More data is always useful, but what can a component registry provide Red Hat and our customers? It provides us with a more full and higher-level perspective of the component origin, allowing us to form more accurate conclusions regarding the supply chain’s security. A component registry is also required for an offering registry to certify the maturity of software development security practices for all offerings. Finally, having complete and accurate component data enables automation and vulnerability management enhancements.

A complete registry equals world-class vulnerability management

When we think of vulnerability management, we frequently think of flaws, weaknesses, or the most recent CVE (Common Vulnerabilities and Exposures) that we’ve read about.

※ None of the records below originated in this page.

PR #29, opened 2026-06-11
Cache WooCommerce metrics snapshot on dashboard load

### LINKED ISSUE #24: Cache WooCommerce metrics snapshot on dashboard load
## Overview

Every load of the ProPerf dashboard re-runs all WooCommerce order queries, including the QET JOIN query that is intentionally designed to scale with order volume. On a large store this makes the dashboard itself slow — which is counterproductive for a plugin meant to diagnose slow sites.

The fix is to serve the dashboard from a cached snapshot and only run live queries during cron and manual push.

**In scope:** Cache the metrics snapshot for dashboard reads.
**Out of scope:** Changes to how QET history or baseline are calculated.

## Requirements

1. **Dashboard reads from cache**
   - Opening the ProPerf dashboard does not re-run WC order queries if a cached snapshot exists.
   - Cache TTL: 1 hour (`HOUR_IN_SECONDS`).

2. **Cron and manual push always compute fresh**
   - Both paths delete the transient before calling `get_data()` so QET history is always built from a live measurement, never from cache.

3. **No cache bleed into QET history**
   - `record_qet_reading()` is only called from the cron and manual push paths, which already bypass the cache.

## Acceptance Criteria

- [ ] Opening the dashboard a second time within an hour does not re-run the WC order queries (verify via query log or `SAVEQUERIES`).
- [ ] Clicking "Push to BigQuery" forces a fresh computation and updates the cache.
- [ ] Cron push forces a fresh computation and updates the cache.
- [ ] QET history entries are only recorded from live measurements.
- [ ] Dashboard display is unchanged — same metrics, same format.
- [ ] Existing non-WC metrics on the dashboard are unaffected (no regression).

## Peer Dev QA Checklist

- [ ] Acceptance Criteria of the User Story/Bug
- [ ] Admin and non-Admin flows
- [ ] Multi-tenant / multi-organization users
- [ ] Text wrapping in cards/containers
- [ ] For new UI changes, please test at the following resolutions:
  - [ ] 1920x1080
  - [ ] 1366x768
- [ ] Test features sensitive to larger volumes of data

## Dev Notes

The bottleneck is `collect_woo_order_metrics()` in `includes/class-data-collector.php:78`, called on every dashboard render via:

`properf_render_dashboard()` → `properf_get_live_data()` (`properf-wordpress-adapter.php:839`) → `$collector->get_data()` (line 848)

Proposed approach — add to `collect_woo_order_metrics()`:

```php
$cached = get_transient( 'properf_woo_metrics_snapshot' );
if ( false !== $cached ) {
    return $cached;
}
// ... existing compute logic ...
set_transient( 'properf_woo_metrics_snapshot', $result, HOUR_IN_SECONDS );
```

In both the manual push path (`properf-wordpress-adapter.php:59`) and the cron path (line 125), delete the transient before calling `get_data()`:

```php
delete_transient( 'properf_woo_metrics_snapshot' );
$metrics = $collector->get_data();
```

Alternative: have the dashboard read the last pushed snapshot from a stored WP option instead of a transient. Either works.

### From dev — please validate before picking up

- Call chain confirmed in code: `properf_get_live_data()` at line 839 calls `$collector->get_data()` at line 848; dashboard calls this at line 222.
- Manual push calls `get_data()` at line 59; cron at line 125.
- Verify transient key `properf_woo_metrics_snapshot` doesn't conflict with any existing transient in the codebase before using it.

### Prerequisites

1. WordPress install with WooCommerce active and at least some order data.
2. Enable `SAVEQUERIES` or use Query Monitor plugin to observe DB queries.

### Dashboard caching

1. Open the ProPerf dashboard — note queries run.
2. Open the ProPerf dashboard again within 1 hour.
3. Confirm: the WC order queries do not re-run on the second load.

### Fresh measurement on push

1. Open dashboard (warms cache).
2. Click "Push to BigQuery."
3. Confirm: `collect_woo_order_metrics()` ran a live query (check QET history updated with a new entry).
4. Reload dashboard — confirm cached values reflect the fresh push.

### Regression check

1. Confirm all dashboard metrics still display correctly after the change.
2. Confirm baseline QET calculation is unaffected.

## Related

- Raised in: #20 (PR review)
- Relates to: #15

Ajay-Singh-Adhikari:
Closes #24

## Problem

Every ProPerf dashboard load re-ran the full set of WooCommerce order queries — table size lookups, date range scans, COUNT queries, and the QET JOIN — even when the data hadn't changed. On large databases this adds unnecessary DB load on every page view.

## Solution

Cache the output of `collect_woo_order_metrics()` as a 1-hour WordPress transient. The dashboard hits the cache on repeated loads; only pushes (manual or cron) run live queries.

## Changes

**`includes/class-data-collector.php`**
- Add `WOO_METRICS_CACHE_KEY` constant as the single source of truth for the transient key.
- `collect_woo_order_metrics()`: return cached transient on hit; compute and cache on miss (1-hour TTL via `HOUR_IN_SECONDS`).
- `collect_and_push()`: delete transient before collecting so pushes always use fresh data; after `record_qet_reading()`, call `refresh_cached_baseline()` and update `$metrics` before the BigQuery push to keep the BigQuery row and dashboard baseline consistent.
- Add `refresh_cached_baseline()` (private): after a push records a new QET reading, rewrites only the baseline fields in the cached snapshot so the dashboard immediately reflects the post-push baseline without expiring the rest of the snapshot.
- Add `bust_metrics_cache()` (public static): owns the `delete_transient` call so settings hooks delegate to the class that owns the cache.

**`includes/class-admin-settings.php`**
- `register_persistent_hooks()`: add `update_option_` and `add_option_` hooks for both `properf_last_archival_date` and `properf_archival_threshold_years` to call `ProPerf_Data_Collector::bust_metrics_cache()`. Both hooks are needed because `update_option_` does not fire on the first-ever save of an option.

### DIFF
--- a/includes/class-data-collector.php
+++ b/includes/class-data-collector.php
@@ -270,16 +270,20 @@ class ProPerf_Data_Collector {
 	/**
 	 * Refresh the baseline fields in the cached snapshot after a new QET reading is recorded.
 	 * Keeps the rest of the snapshot intact so the dashboard reflects the post-push baseline immediately.
+	 * Returns the updated baseline array, or null if no snapshot was cached.
+	 *
+	 * @return array|null {ms: int|null, source: string|null}, or null if no cached snapshot exists.
 	 */
 	private function refresh_cached_baseline() {
 		$cached = get_transient( 'properf_woo_metrics_snapshot' );
 		if ( false === $cached ) {
-			return;
+			return null;
 		}
-		$baseline                          = $this->get_baseline_qet( $cached['woo']['last_archival_date'] );
+		$baseline = $this->get_baseline_qet( $cached['woo']['last_archival_date'] );
 		$cached['woo']['baseline_qet_ms']     = $baseline['ms'];
 		$cached['woo']['baseline_qet_source'] = $baseline['source'];
 		set_transient( 'properf_woo_metrics_snapshot', $cached, HOUR_IN_SECONDS );
+		return $baseline;
 	}
 
 	/**
@@ -301,7 +305,11 @@ class ProPerf_Data_Collector {
 		}
 
 		$this->record_qet_reading( $metrics['woo']['query_execution_ms'] );
-		$this->refresh_cached_baseline();
+		$baseline = $this->refresh_cached_baseline();
+		if ( null !== $baseline ) {
+			$metrics['woo']['baseline_qet_ms']     = $baseline['ms'];
+			$metrics['woo']['baseline_qet_source'] = $baseline['source'];
+		}
 		$bq_client = new ProPerf_BigQuery_Client();
 		$success   = $bq_client->push_metrics( $metrics );
 
--- a/includes/class-data-collector.php
+++ b/includes/class-data-collector.php
@@ -95,7 +95,7 @@ class ProPerf_Data_Collector {
 			);
 		}
 
-		// Cache is invalidated by collect_and_push() and by settings changes via ProPerf_Admin_Settings::bust_woo_metrics_cache().
+		// Cached for 1 hour; invalidated on push and on relevant settings changes.
 		$cached = get_transient( 'properf_woo_metrics_snapshot' );
 		if ( false !== $cached ) {
 			return $cached;
@@ -277,7 +277,7 @@ class ProPerf_Data_Collector {
 			return;
 		}
 		$baseline                          = $this->get_baseline_qet( $cached['woo']['last_archival_date'] );
-		$cached['woo']['baseline_qet_ms']  = $baseline['ms'];
+		$cached['woo']['baseline_qet_ms']     = $baseline['ms'];
 		$cached['woo']['baseline_qet_source'] = $baseline['source'];
 		set_transient( 'properf_woo_metrics_snapshot', $cached, HOUR_IN_SECONDS );
 	}
--- a/includes/class-data-collector.php
+++ b/includes/class-data-collector.php
@@ -95,6 +95,11 @@ class ProPerf_Data_Collector {
 			);
 		}
 
+		$cached = get_transient( 'properf_woo_metrics_snapshot' );
+		if ( false !== $cached ) {
+			return $cached;
+		}
+
 		global $wpdb;
 
 		$db_name  = DB_NAME;
@@ -196,7 +201,7 @@ class ProPerf_Data_Collector {
 		$last_archival_date = get_option( 'properf_last_archival_date', null ) ?: null;
 		$baseline           = $this->get_baseline_qet( $last_archival_date );
 
-		return array(
+		$result = array(
 			'woo' => array(
 				'order_items_size_mb'    => $items_size ? round( floatval( $items_size ), 4 ) : 0.0,
 				'order_itemmeta_size_mb' => $itemmeta_size ? round( floatval( $itemmeta_size ), 4 ) : 0.0,
@@ -211,6 +216,10 @@ class ProPerf_Data_Collector {
 				'baseline_qet_source'    => $baseline['source'],
 			),
 		);
+
+		set_transient( 'properf_woo_metrics_snapshot', $result, HOUR_IN_SECONDS );
+
+		return $result;
 	}
 
 	/**
@@ -265,6 +274,8 @@ class ProPerf_Data_Collector {
 	 */
 	public function collect_and_push() {
 		require_once PROPERF_DIR . 'includes/class-bigquery-client.php';
+
+		delete_transient( 'properf_woo_metrics_snapshot' );
 
 		try {
 			$metrics = $this->get_data();
--- a/includes/class-data-collector.php
+++ b/includes/class-data-collector.php
@@ -14,6 +14,8 @@ if ( ! defined( 'ABSPATH' ) ) {
  */
 class ProPerf_Data_Collector {
 
+	const WOO_METRICS_CACHE_KEY = 'properf_woo_metrics_snapshot';
+
 	/**
 	 * Get collected data.
 	 *
@@ -96,7 +98,7 @@ class ProPerf_Data_Collector {
 		}
 
 		// Cached for 1 hour; invalidated on push and on relevant settings changes.
-		$cached = get_transient( 'properf_woo_metrics_snapshot' );
+		$cached = get_transient( self::WOO_METRICS_CACHE_KEY );
 		if ( false !== $cached ) {
 			return $cached;
 		}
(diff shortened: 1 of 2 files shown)


includes/class-data-collector.php
```diff
@@ -95,6 +95,12 @@ public function collect_woo_order_metrics() {
 			);
 		}
 
+		// Cached for 1 hour; invalidated on push and on relevant settings changes.
+		$cached = get_transient( 'properf_woo_metrics_snapshot' );
```
pokhiii: Small code-hygiene suggestion (non-blocking).

The string literal `'properf_woo_metrics_snapshot'` now appears in **5 places** across **2 files** (this file at lines 99, 221, 285, 298, and `class-admin-settings.php:53`). Two concerns:

**1. Single source of truth.** A class constant on `ProPerf_Data_Collector` would mean a future rename touches one line instead of five — and prevents the kind of silent-cache-break bug where someone updates the key in one spot and forgets the others:

```php
class ProPerf_Data_Collector {
    const WOO_METRICS_CACHE_KEY = 'properf_woo_metrics_snapshot';
    // ...
}
```

Then `get_transient( self::WOO_METRICS_CACHE_KEY )`, etc.

**2. Encapsulation.** Right now `ProPerf_Admin_Settings::bust_woo_metrics_cache()` at `class-admin-settings.php:53` hardcodes the cache key — but the cache is owned by the collector. The settings class is reaching into another class's implementation detail.

Cleaner: expose a public method on the collector and have settings call that:

```php
// in ProPerf_Data_Collector
public static function bust_metrics_cache() {
    delete_transient( self::WOO_METRICS_CACHE_KEY );
}

// in ProPerf_Admin_Settings
public static function bust_woo_metrics_cache() {
    ProPerf_Data_Collector::bust_metrics_cache();
}
```

Or, more directly, hook `ProPerf_Data_Collector::bust_metrics_cache` straight from `register_persistent_hooks()` — drop the settings-side method entirely.

Either way, the cache key stays in one class. Both improvements are small and orthogonal — feel free to split or batch.

includes/class-data-collector.php
```diff
@@ -257,6 +267,25 @@ public function record_qet_reading( $qet_ms ) {
...
 	}
 
+	/**
+	 * Refresh the baseline fields in the cached snapshot after a new QET reading is recorded.
+	 * Keeps the rest of the snapshot intact so the dashboard reflects the post-push baseline immediately.
+	 * Returns the updated baseline array, or null if no snapshot was cached.
+	 *
+	 * @return array|null {ms: int|null, source: string|null}, or null if no cached snapshot exists.
+	 */
+	private function refresh_cached_baseline() {
```
pokhiii, line 284: Nice addition — keeps the BigQuery row and the dashboard baseline aligned for the same push. Worth a brief docblock note on *when this actually changes anything*, so a future reader doesn't wonder if it's redundant.

My mental model: in steady state (locked baseline already exists), this is a no-op — `get_baseline_qet()` returns the locked value either way. The two real cases where it matters are:

1. **The new reading is the 10th post-archival reading** — it triggers the baseline lock-in inside `get_baseline_qet()`. Without `refresh_cached_baseline()`, the BigQuery row would still carry the `'post-archival-pending:10'` source from before the lock; with it, the row reflects the freshly-locked `'post-archival'` baseline.
2. **Lowest-10 fallback shifts** — if the new reading is lower than the previous 10th-lowest, the rolling baseline ticks down. Same alignment concern.

One extra sentence in the docblock would save the next person five minutes of "wait, doesn't `get_data()` already include the baseline?" thinking. Suggested:

```
 * Most calls are no-ops (locked baseline returns the same value either way).
 * Matters at lock-in (10th post-archival reading) and when the lowest-10
 * fallback shifts down — both move the baseline in ways the just-computed
 * snapshot won't reflect.
```

pokhiii (approved):
Closes the loop on the perf concern I'd raised back during PR #20. Clean implementation.

## ACs verified against #24

- ✅ Dashboard reads from cache (transient check at `class-data-collector.php:99-101`, 1h TTL via `HOUR_IN_SECONDS` at line 221)
- ✅ Cron and manual push always compute fresh (`collect_and_push` deletes the transient at line 298 before `get_data()`)
- ✅ No cache bleed into QET history (`record_qet_reading` is only called from `collect_and_push`, which bypasses cache)
- ✅ Dashboard display unchanged (same return shape preserved end-to-end)
- ✅ Non-WC metrics unaffected (only `collect_woo_order_metrics()` touched)

## Above-and-beyond improvements

Two things landed that aren't strictly in #24's scope but are correct calls:

1. **Cache invalidation covers both `update_option_*` AND `add_option_*` for both settings** — picks up first-ever save (when the option row doesn't exist yet) AND subsequent edits. Also covers both `properf_last_archival_date` AND `properf_archival_threshold_years`, since the threshold changes the `orders_older_than_threshold` count too. Not just archival date.

2. **`refresh_cached_baseline()` keeps the dashboard + BigQuery row consistent post-push.** Without it, the BigQuery row would reflect the pre-push baseline (computed before `record_qet_reading()` ran), while the dashboard's next live recompute would show the post-push baseline. Now they match. See inline note for a small docblock suggestion on this method.

## Cache invalidation completeness check

What busts the cache today:
- `update_option_/add_option_properf_last_archival_date`
- `update_option_/add_option_properf_archival_threshold_years`
- `collect_and_push()` deletes before recompute (cron + manual push)

What *doesn't* bust the cache:
- New orders / order deletions in WooCommerce — `total_orders`, `orders_older_than_threshold`, `latest_order_date` can be up to 1h stale on the dashboard. Per #24 this is the intended tradeoff ("Cache TTL: 1 hour"), so it's fine.
- A plugin version upgrade where the snapshot shape changes — would serve stale-shape data for up to 1h. TTL self-heals. Not worth handling.

## Race-condition awareness (minor, not blocking)

Concurrent dashboard view + manual push: both compute, last-write-wins on `set_transient`. In the worst case the dashboard's late `set_transient` overwrites the push's snapshot, so the dashboard could show stale values until next cache invalidation. Given cron is daily and manual pushes are rare, the probability is very low. Worth a one-line docblock note next to the cache write if you want belt-and-suspenders awareness for future maintainers — same pattern you already used on `record_qet_reading()`.

## Verdict

Approving. Two small inline suggestions for code hygiene — neither blocks the merge.

includes/class-data-collector.php
Ajay-Singh-Adhikari: Done. Added the explanation to the docblock as suggested.

includes/class-data-collector.php
Ajay-Singh-Adhikari: Done — extracted `WOO_METRICS_CACHE_KEY` as a class constant on `ProPerf_Data_Collector`. All five string literal usages replaced with `self::WOO_METRICS_CACHE_KEY`. Added `bust_metrics_cache()` as a public static on the collector and updated `register_persistent_hooks()` to hook it directly, removing the settings-side wrapper.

However, vulnerability management must encompass more than just identifying vulnerabilities; you must also take action to address the vulnerability itself.

The registry will enable us to associate a CVE with component versions, resulting in an exact list of all goods affected. If we can do it for one CVE, we can certainly do it for all known CVEs. We can better evaluate an offering’s total security posture or readiness if we combine known vulnerabilities with the state of each security practice mentioned in the NIST SSDF. This then allows our customers to make decisions while keeping requirements like authentication, boundary protection, and logging in mind.

We believe that the development of a component registry, collaboration with SSDF, and the ability to combine these data sets to give product attestation of security compliance will help in meeting the needs of various security standards. Simultaneously, the ability to publish that data transparently and openly would assist address customer expectations for extra security data in the software they use for improved software supply chain security.